• What you need to do: Filter the lines below, keeping each one that holds "machinery".
↓↓↓
PR #16410, opened 2023-10-12
Add Tickets/Fines to end-of-round TGUI

pgmzeta:
## About the PR 

Moves tickets/fines display to the same end-of-round dialog as crew credits

## Why's this needed? 
reduce number of end-game pop-ups

## Screenshots
Screenshot 2024-04-14 161316
Screenshot 2024-04-14 161338

## Changelog
```changelog
(u)glowbold
(*)End-of-round tickets/fines now show up in the crew credits window
```


pgmzeta:
added a major changelog since i think this is the last shared end-of-round dialog?

tgui/packages/tgui/interfaces/CrewCredits/ReportTab.tsx
```diff
@@ -0,0 +1,100 @@
...
+                </Tabs.Tab>
+              );
+
+            })}
+          </Tabs>
+        </Stack.Item >
+        {reports.map((report, index) => {
+          return (
+            <Stack.Item key={index}>
+              { menu === index && <Report multi={index} {...report} />}
```
mordent-goonstation, line 48: This prop name is confusing. Consider something as simple as `id`.

tgui/packages/tgui/interfaces/CrewCredits/ReportTab.tsx
```diff
@@ -0,0 +1,100 @@
...
+  return (
+    <Stack vertical>
+      <Stack.Item>
+        <Section title={issuer}>
+          <Tabs>
+            {pages.map((page, index) => {
+              const multi_index = `${multi}-${index}`;
+              return (
+                <Tabs.Tab
+                  key={multi_index}
```
mordent-goonstation, line 71: You don't need to worry about the `key` of different reports being the same, `key` only has to be unique at the layer it's applying to. That is to say: I think you can get away with stripping out that multi prefix.

tgui/packages/tgui/interfaces/CrewCredits/type.ts
```diff
@@ -82,8 +82,45 @@ export interface ScoreItemProps {
...
+}
+
+interface PaperData {
+  name?: string;
+  sizeX: number;
+  sizeY: number;
+  text: string;
+  paperColor: string;
+  stamps: [string, number, number, number]
+}
```
mordent-goonstation, line 117: Refactoring PaperSheet to a .ts file is outside of the scope of your PR, but this type should definitely live over with it rather than here.

mordent-goonstation (changes requested):

code/datums/gameticker.dm
```diff
@@ -807,11 +807,9 @@ var/global/current_state = GAME_STATE_INVALID
 	SPAWN(0)
 		for(var/mob/E in mobs)
 			if(E.client)
-				E.verbs += /mob/proc/show_credits
-				if (E.client.preferences.view_tickets)
-					E.showtickets()
+				E.verbs += /mob/proc/show_round_statistics
 				if (E.client.preferences.view_score)
-					creds.ui_interact(E)
+					round_stats.ui_interact(E)
```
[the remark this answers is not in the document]
pgmzeta: going to split these into two options:
1. When should we pop up the credits window
2. What tab do you want to start on

tgui/packages/tgui/interfaces/CrewCredits/CitationsTab.tsx
```diff
@@ -0,0 +1,71 @@
...
+const CitationList = (props: CitationTargetData) => {
+  const { name, citations } = props;
+  return (
+    <Section title={name}>
+      {!!citations && citations.length && citations.map((citation, index) => {
+        return (
+          <Box
+            mb={2}
+            key={index}
+            dangerouslySetInnerHTML={{ __html: citation }}
```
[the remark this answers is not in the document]
pgmzeta: Right now the ticket text is generated as it will be read on paper in both places you can issue tickets:

https://github.com/goonstation/goonstation/blob/master/code/obj/item/device/pda2/smallprogs.dm#L1093
https://github.com/goonstation/goonstation/blob/master/code/obj/item/device/scanners.dm#L998

could rework `/datum/ticket` to hold its own ticket generation code and keep some data separate for the UI?

pgmzeta:
!merge_upstream

tgui/packages/tgui/interfaces/CrewCredits/CitationsTab.tsx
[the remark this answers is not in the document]
pgmzeta: sent the fields over and displayed those

code/datums/gameticker.dm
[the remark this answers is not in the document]
pgmzeta: reverted any settings changes. added logic to only open the window if there are tickets/fines to be seen.

code/datums/crew_credits/crew_credits.dm
```diff
@@ -4,6 +4,9 @@
 	var/list/crew_tab_data
 	var/list/antagonist_tab_data
 	var/list/score_tab_data
+	var/list/citation_tab_data
+
+	var/has_citation_data = FALSE
```
ZeWaka, line 9: why not just `if length citation tab data [ tickets] || length citation tab data [ fines]`

pgmzeta: d2fc640

ZeWaka (approved):

TobleroneSwordfish:
One small issue: 
image
encoding broken

PR #16423, opened 2023-10-13
Exptend pickup logging to allow logging of every pickup

flappybatpal:
## About the PR 
Expands pickup logging component to allow for logging of each time a pickup occurs.
Implements this component on all guns and batons.
Pickups by the same mob are filtered to avoid spam.

## Why's this needed? 
Improves admins ability to understand situations, "X stole my Y" is now a lot more clear cut.


pali6 (changes requested):
I think for clarity I'd use named arguments. I.e.
`first_time_only=TRUE, messge_admins_too=FALSE)`
instead of
`TRUE, "", FALSE)`

PR #16429, opened 2023-10-13
Fix respawned players not being clonescannable if old record still exists

### LINKED ISSUE #15400: Respawning players that have been clone scanned in their previous life cannot be scanned again
### Labels

[BUG][MAJOR]

### Description

If a player gets a clone scan then dies and respawns, the scanner will say they are scanned already if their old record is not removed.

### Steps to reproduce

1. clone scan someone
2. said person dies and respawns
3. try to clone scan them again
4. they show up as scanned until they remove the old characters record

### Expected Behavior

for the two characters to be separate after a respawn

Reported by: Piesuu
Active test merges: nothing
Round log date: 2023-08-15-22-38
Reported on: 2023-08-16 00:20:28
Map: COGMAP

TealSeer:
[BUG] [RESPAWNING]
## About the PR 

Fixes #15400 by adding code to delete cloning records of the previous character from consoles if the player is now respawning. The bug happens because clone records are looked up by ckey and thus trying to scan a player who was scanned in a previous life will still yield a record.

## Why's this needed? 

Bug

### DIFF
--- a/code/datums/controllers/respawn_controls.dm
+++ b/code/datums/controllers/respawn_controls.dm
@@ -191,6 +191,13 @@ var/datum/respawn_controls/respawn_controller
 		//try to break all links with the previous body so we don't get pulled back by changeling absorb, cloning etc.
 		usr.mind = null
 
+		// remove old cloning records because they are tied to ckey/mind and can cause problems
+		for_by_tcl(C, /obj/machinery/computer/cloning)
+			var/datum/db_record/old = C.find_record(src.ckey)
+			if(!isnull(old))
+				C.records.Remove(old)
+				qdel(old)
+
 		var/mob/new_player/M = new()
 		M.adminspawned = 1
 		M.is_respawned_player = 1


mordent-goonstation (commented):
I agree this is a bug that could be fixed, but I think this PR will just introduce some more weirdness around "why are random cloning records getting deleted?"

The closest thing I have for a "fix" is flagging an old clone record as "stale" in terms of not conflicting, but persisting it in the data.

You can't use things like name or even DNA as a check for if they're a new character or not, because those could be changed for a given character easily enough.

TealSeer:
your concerns are valid, gonna attack this a different way

pgmzeta:
What about clearing the `ckey` record field held in the scanner on DNR or Respawn instead of wiping the record completely? Could add with a check in cloning.dm to explicitly mark as 'mental interface failure'.

Would need to do the same on any existing cloning disks (yuck) to super-avoid being yanked back from a file.

TealSeer:
@pgmzeta after talking with pali im gonna change it so clone records are looked up by mind instead, should fix this bug and make things better in general

TealSeer:
going to make a new PR because of the scope change

PR #16440, opened 2023-10-14
Usage of API 2 for job bans

Wirewraith:
## About the PR 

Change job ban system to use the new API system


code/modules/admin/admin.dm
```diff
@@ -704,7 +704,7 @@ var/global/noir = 0
 			if (src.level >= LEVEL_SA)
 				var/M = href_list["target"]
 				var/job = href_list["type"]
-				var/list/cache = apiHandler.queryAPI("jobbans/get/player", list("ckey"=M), 1)[M]
+				var/list/cache = jobban_get_for_player(M)
```
ZeWaka, line 707: usage does not match definition, i assume M is a mob not a ckey

ZeWaka (changes requested):

code/modules/admin/admin.dm
Wirewraith: It's not, it's a ckey apparently

ZeWaka: please change it from M then

Wirewraith: No, out of scope

ZeWaka (approved):

PR #16441, opened 2023-10-14
Removes securitron whistle from the brobocop module

Chatauscours:
[objects] [balance]

## About the PR 
Removes securitron whistle from the brobocop module, replaces it with a normal one.

## Why's this needed? 
Not being able to drag securitrons while they are active anymore, borgs just began dragging them around with the securitron off, and quickly turning it on and whistling when an arrest needs to be made. This is annoying to see both as  security and antags, since it shifts the scale unevenly towards security. 

## Changelog 

I am unsure whether one is needed or not.


444Portal:
Really, really sad to see this having to be PR'd, but, if it's gotten to this point where it's been PR'd, it's probably best. A shame as well considering I got some neat use out of it that wasn't doing this.

Issue #16438, opened 2023-10-14
Brobocop whistles trigger the metal detectors


goonstation-issuebot:
### Labels

[BUG][MINOR]

### Description

Brobocop whistles trigger the metal detectors

### Steps to reproduce

1) Look at a brobocop going through a metal detector
2) Hear the detector go off

### Expected Behavior

Whistle not being detected when in a brobocop.

### Additional Information & Screenshots

Reported by: Chatauscours
On server: Goonstation 3 Roleplay: Morty
Active test merges: #14886 and #16296
Round log date: 2023-10-14-11-33
Reported on: 2023-10-14 12:20:16
Map: OSHAN

Chatauscours:
Fixed with #16441

PR #16444, opened 2023-10-14
Makes security scanner check silicon IDs for contraband permits.

urotsuki-ln:
## About the PR

Fix for issue [#16438](https://github.com/goonstation/goonstation/issues/16438)
Makes security scanners check if non-human targets are silicons, and if they are, check their ID for contraband permits.

### DIFF
--- a/code/obj/machinery/secscanner.dm
+++ b/code/obj/machinery/secscanner.dm
@@ -176,8 +176,8 @@ TYPEINFO(/obj/machinery/secscanner)
 		if(src.emagged)
 			return rand(99,2000) //very high-end bad vibes level assessor
 
-		var/has_carry_permit = 0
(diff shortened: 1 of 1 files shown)


code/obj/machinery/secscanner.dm
```diff
@@ -176,12 +176,24 @@ TYPEINFO(/obj/machinery/secscanner)
 		if(src.emagged)
 			return rand(99,2000) //very high-end bad vibes level assessor
 
+		var/has_carry_permit = 0
```
pgmzeta, line 179: TRUE/FALSE defines please

```suggestion
		var/has_carry_permit = FALSE
```

urotsuki-ln: Right! Done.

PR #16449, opened 2023-10-14
Rewrite cloning to lookup by mind instead of ckey

TealSeer:
[INTERNAL] [MEDICAL] [CODE QUALITY]
## About the PR 

Rewrites all cloning related code to use `mind` as the primary index for all lookups and related stuff, cuts out as much usage of ckeys as possible. Summary of changes:

- Makes the `/datum/mind` `transfer_to` proc set mob's `oldmind` var (needed for cloning changes)
- All cloning UI related calls use a unique record ID number as an arg instead of the record ckey
- Change ID number generation to be based off mind ref so it's actually unique (was using real_name before)
- replace `find_record(ckey)` with `find_record_by_id` (only used for UI calls) and `find_record_by_mind` (the primary way to look up a cloning record)
- Tweak an azone to use `find_record_by_mind`
- Makes new proc `eligible_to_clone(mind)` which checks all the conditions that `find_ghost_by_key` checked, because the latter isn't used in this anymore.
- Eliminates a few instances of duplicate code with usage of `eligible_to_clone`

## Why's this needed? 

Should squash some outstanding bugs, makes cloning code less error-prone in general.


mordent-goonstation:
tgui is fine. Not reviewed the rest.

TealSeer:
!merge_upstream

TealSeer:
!merge_upstream

PR #16452, opened 2023-10-15
Tweaking to try to improve icon button margins

mordent-goonstation:
[BUG][UI]

## About the PR 

I'm sure this will probably break a few other places that have specifically overridden it already, but I cannot divine the reason for this margin to exist and it seems to be the cause of some issues I'm seeing with buttons that *only* have an icon being strangely sized.

## Why's this needed? 

Changes buttons that look like this:

image

Into buttons that look like this:

image


DisturbHerb:
have we considered an upstream PR? would be worth asking tg maintainers why da heck it exists (and why there isn't an override prop)-

waka merged this the moment i started typing

PR #16608, opened 2023-10-22
Resprite jukebox

BatElite:
[sprites][station objects]
## About the PR 

image

image

## Why's this needed? 
I really don't like the old sprite and I think this looks way better.


DisturbHerb:
This might just be me, but I legitimately thought that the old sprite was your resprite when looking at the first preview. I think my thoughts on the icons are diametrically opposed to yours, especially with the yellow palette you went with.

BatElite:
The yellow is partly harkening back to the _old_ sprite, along with the dear green
image

blackrep:
I feel the new sprite is a step backwards. The yellow, green, and brown stripes feel a lot flatter in the new sprite compared to the old one.

wolfolotl:
I agree that this is a downgrade from our current one and would much prefer if you tried applying the details to said current one instead. the run of colors used especially are a major step back, imo

Azrun:
I appreciate the mix of yellow and green neon in the old-old sprite. My brain identities that as a jukebox probably more out of the three.

The lighting for the new spirit confuses me. Why is the top dark like that?

I like the roundness of the new spirit.

ZeWaka:
yeah i like the old sprite WAY more

BatElite:
> The lighting for the new spirit confuses me. Why is the top dark like that?

Cause it's the wooden top of the machine, that's just how jukeboxes in this style are.

Azrun:
What did they do to that wood to ensure that makes the highlighting on the top left side of the wood is non-existent?  That was present in the old-old sprite as well.

Gannets:
Don't like this one, sorry!

Glamurio:
The shape is better, but the palette is worse. Perhaps you could use the current palette and colors / shading, but stick with your new shape.

PR #16620, opened 2023-10-23
Bans List Layout Frame

mordent-goonstation:
## About the PR 

I spent a not-okay amount of time getting this to layout in a way that was sane with the scroll how I want. IE11 is a riot.

Of interest: "Cell" component (will probably need renaming) that is the start of something akin to a config-driven grid. This could have application for similar interfaces, such as the Player Panel, as the point of it is to be feature-rich without requiring people to implement everything.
↑↑↑
• Result:
+		for_by_tcl(C, /obj/machinery/computer/cloning)
--- a/code/obj/machinery/secscanner.dm
+++ b/code/obj/machinery/secscanner.dm
@@ -176,8 +176,8 @@ TYPEINFO(/obj/machinery/secscanner)
code/obj/machinery/secscanner.dm
@@ -176,12 +176,24 @@ TYPEINFO(/obj/machinery/secscanner)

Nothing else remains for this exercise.